▶ [Material provided]:
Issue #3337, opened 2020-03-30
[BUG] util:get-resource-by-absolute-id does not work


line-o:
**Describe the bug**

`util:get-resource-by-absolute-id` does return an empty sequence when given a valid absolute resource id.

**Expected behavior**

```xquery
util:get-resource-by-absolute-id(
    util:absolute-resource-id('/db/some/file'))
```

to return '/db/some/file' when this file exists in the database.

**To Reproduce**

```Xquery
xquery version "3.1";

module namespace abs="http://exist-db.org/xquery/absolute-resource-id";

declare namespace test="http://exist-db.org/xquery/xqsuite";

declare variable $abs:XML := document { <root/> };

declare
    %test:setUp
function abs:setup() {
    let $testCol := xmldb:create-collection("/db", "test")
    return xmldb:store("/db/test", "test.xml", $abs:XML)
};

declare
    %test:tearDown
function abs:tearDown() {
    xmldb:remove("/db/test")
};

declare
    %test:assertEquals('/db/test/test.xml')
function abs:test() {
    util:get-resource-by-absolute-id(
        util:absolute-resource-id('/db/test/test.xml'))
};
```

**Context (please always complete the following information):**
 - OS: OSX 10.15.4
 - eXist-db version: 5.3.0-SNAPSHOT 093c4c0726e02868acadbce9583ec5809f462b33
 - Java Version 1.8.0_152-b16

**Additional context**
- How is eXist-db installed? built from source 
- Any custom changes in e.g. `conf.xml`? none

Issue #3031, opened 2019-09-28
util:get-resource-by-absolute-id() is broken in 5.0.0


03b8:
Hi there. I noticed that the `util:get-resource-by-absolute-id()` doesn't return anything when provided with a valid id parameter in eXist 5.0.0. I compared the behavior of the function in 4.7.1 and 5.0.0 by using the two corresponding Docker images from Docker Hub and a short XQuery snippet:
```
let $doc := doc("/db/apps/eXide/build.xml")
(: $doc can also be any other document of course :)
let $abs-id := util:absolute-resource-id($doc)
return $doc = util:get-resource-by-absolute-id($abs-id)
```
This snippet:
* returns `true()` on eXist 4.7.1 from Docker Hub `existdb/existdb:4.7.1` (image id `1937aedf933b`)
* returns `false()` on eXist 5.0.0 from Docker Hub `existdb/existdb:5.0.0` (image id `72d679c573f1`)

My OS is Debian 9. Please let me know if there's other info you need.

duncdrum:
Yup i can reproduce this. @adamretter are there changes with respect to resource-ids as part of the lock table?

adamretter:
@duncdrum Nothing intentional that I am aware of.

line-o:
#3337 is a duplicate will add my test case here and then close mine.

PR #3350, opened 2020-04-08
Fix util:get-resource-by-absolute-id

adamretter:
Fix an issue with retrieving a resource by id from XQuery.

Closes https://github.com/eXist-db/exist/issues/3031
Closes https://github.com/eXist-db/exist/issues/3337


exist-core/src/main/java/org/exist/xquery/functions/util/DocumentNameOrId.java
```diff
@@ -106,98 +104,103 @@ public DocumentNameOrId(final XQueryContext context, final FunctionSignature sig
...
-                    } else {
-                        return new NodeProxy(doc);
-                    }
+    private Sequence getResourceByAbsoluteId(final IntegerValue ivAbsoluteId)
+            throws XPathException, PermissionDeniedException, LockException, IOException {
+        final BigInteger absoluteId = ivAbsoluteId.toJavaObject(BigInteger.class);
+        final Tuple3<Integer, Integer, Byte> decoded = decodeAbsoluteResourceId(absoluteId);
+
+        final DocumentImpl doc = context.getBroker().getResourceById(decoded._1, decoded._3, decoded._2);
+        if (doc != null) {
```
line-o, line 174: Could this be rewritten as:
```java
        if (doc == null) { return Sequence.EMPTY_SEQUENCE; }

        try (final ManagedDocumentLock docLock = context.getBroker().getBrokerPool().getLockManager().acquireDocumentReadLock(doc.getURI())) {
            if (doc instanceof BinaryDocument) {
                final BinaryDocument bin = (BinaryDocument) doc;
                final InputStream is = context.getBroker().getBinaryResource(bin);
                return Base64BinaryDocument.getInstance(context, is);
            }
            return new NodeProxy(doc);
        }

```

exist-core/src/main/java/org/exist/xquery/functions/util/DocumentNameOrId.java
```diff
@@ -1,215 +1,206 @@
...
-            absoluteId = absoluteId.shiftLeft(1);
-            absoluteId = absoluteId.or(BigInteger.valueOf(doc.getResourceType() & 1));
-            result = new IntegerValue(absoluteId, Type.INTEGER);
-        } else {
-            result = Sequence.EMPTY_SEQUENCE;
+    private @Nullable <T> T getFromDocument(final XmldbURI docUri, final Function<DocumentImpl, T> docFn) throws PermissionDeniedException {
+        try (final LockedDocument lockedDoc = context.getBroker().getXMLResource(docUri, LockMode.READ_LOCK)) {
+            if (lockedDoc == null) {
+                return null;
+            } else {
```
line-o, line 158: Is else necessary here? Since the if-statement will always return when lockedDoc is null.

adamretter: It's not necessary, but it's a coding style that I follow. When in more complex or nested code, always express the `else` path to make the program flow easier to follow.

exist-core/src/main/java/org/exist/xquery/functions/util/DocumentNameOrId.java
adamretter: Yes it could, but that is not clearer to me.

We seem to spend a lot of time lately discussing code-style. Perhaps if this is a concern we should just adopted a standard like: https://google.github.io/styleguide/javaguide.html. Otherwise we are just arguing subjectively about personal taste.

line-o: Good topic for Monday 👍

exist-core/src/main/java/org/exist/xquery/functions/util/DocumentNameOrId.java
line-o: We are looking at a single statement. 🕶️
---
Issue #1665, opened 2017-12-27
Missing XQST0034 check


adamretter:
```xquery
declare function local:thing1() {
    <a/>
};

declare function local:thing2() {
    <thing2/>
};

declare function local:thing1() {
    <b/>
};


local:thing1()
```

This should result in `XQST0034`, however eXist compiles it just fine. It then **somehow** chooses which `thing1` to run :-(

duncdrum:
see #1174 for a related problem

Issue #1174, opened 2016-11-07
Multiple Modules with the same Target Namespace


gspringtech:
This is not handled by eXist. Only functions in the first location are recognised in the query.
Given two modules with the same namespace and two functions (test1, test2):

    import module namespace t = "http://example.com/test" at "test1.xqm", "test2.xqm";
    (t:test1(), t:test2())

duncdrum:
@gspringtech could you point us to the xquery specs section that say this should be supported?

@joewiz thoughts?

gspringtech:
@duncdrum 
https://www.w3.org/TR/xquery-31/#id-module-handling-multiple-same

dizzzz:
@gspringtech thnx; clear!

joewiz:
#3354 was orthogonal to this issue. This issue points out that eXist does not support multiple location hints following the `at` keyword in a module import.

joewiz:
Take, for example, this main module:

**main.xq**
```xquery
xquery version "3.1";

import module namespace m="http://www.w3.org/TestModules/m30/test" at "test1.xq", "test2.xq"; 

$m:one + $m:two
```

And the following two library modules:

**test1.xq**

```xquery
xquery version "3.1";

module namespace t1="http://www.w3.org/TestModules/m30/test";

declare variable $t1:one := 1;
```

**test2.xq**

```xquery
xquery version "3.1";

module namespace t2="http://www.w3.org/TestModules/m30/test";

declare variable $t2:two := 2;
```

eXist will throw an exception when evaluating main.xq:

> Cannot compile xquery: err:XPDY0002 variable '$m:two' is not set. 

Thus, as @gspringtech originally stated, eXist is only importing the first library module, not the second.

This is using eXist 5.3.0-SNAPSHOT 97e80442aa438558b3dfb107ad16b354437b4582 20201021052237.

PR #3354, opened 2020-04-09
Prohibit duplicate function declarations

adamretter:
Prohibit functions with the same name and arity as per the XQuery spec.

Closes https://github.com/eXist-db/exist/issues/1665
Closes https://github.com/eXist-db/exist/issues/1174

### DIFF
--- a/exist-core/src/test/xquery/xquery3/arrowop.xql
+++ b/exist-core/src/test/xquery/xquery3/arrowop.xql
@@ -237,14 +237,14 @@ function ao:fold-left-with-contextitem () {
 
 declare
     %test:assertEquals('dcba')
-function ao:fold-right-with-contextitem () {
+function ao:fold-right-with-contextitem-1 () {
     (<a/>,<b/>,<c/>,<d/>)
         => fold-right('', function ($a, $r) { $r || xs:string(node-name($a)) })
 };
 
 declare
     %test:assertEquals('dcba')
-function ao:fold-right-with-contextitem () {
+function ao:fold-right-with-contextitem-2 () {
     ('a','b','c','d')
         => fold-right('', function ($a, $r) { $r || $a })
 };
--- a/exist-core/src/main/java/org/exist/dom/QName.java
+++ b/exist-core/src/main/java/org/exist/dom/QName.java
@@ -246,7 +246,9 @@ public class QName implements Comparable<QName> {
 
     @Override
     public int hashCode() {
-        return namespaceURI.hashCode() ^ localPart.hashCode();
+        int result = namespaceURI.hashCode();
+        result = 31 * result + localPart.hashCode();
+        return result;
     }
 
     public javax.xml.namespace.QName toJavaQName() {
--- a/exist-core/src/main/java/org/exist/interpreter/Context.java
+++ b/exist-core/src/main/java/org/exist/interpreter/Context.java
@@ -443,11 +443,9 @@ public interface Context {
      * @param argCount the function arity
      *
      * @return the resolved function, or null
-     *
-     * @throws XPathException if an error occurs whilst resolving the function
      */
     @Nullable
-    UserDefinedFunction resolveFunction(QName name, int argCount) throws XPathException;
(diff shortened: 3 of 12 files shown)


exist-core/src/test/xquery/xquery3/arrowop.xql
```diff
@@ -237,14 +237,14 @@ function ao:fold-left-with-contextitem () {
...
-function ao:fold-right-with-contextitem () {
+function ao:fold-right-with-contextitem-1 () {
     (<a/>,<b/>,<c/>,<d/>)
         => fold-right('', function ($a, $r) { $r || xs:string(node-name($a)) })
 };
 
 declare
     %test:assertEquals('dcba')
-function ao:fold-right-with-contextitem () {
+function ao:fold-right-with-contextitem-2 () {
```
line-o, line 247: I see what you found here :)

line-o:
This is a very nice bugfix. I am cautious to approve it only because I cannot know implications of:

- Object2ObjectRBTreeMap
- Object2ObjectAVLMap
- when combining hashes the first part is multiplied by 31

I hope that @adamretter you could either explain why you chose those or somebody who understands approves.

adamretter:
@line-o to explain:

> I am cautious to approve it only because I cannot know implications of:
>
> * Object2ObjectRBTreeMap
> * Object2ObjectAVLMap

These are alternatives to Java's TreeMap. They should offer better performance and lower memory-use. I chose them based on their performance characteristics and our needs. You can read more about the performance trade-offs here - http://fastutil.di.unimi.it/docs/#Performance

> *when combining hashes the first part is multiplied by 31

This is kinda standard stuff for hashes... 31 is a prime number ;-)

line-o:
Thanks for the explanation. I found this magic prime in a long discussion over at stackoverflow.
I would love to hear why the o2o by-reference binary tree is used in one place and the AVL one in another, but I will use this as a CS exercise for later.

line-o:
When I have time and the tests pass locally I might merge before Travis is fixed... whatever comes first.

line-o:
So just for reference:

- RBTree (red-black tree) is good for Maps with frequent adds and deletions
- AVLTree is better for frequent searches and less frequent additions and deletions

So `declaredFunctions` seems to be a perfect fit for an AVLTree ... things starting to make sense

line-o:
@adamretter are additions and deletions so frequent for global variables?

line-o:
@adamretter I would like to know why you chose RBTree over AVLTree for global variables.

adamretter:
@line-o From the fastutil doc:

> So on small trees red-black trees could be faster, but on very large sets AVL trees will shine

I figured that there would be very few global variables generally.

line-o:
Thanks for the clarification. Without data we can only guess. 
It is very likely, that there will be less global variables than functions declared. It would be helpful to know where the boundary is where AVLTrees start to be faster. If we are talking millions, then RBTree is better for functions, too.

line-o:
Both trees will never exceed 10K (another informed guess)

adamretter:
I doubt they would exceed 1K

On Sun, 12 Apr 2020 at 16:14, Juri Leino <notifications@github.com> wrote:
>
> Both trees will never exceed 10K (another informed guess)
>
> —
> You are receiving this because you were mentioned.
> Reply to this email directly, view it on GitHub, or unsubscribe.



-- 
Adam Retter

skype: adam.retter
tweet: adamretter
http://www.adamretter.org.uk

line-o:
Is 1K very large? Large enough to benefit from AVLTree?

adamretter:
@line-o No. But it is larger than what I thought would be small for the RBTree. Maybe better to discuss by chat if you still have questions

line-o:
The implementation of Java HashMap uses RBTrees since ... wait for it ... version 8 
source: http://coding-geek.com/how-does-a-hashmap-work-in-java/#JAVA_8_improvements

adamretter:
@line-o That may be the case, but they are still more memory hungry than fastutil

▶ [What needs to be done]: Your answer should consist of the lines from the material that contain "global".

▶ [Solution to this exercise]:
@adamretter are additions and deletions so frequent for global variables?
@adamretter I would like to know why you chose RBTree over AVLTree for global variables.
I figured that there would be very few global variables generally.
It is very likely, that there will be less global variables than functions declared. It would be helpful to know where the boundary is where AVLTrees start to be faster. If we are talking millions, then RBTree is better for functions, too.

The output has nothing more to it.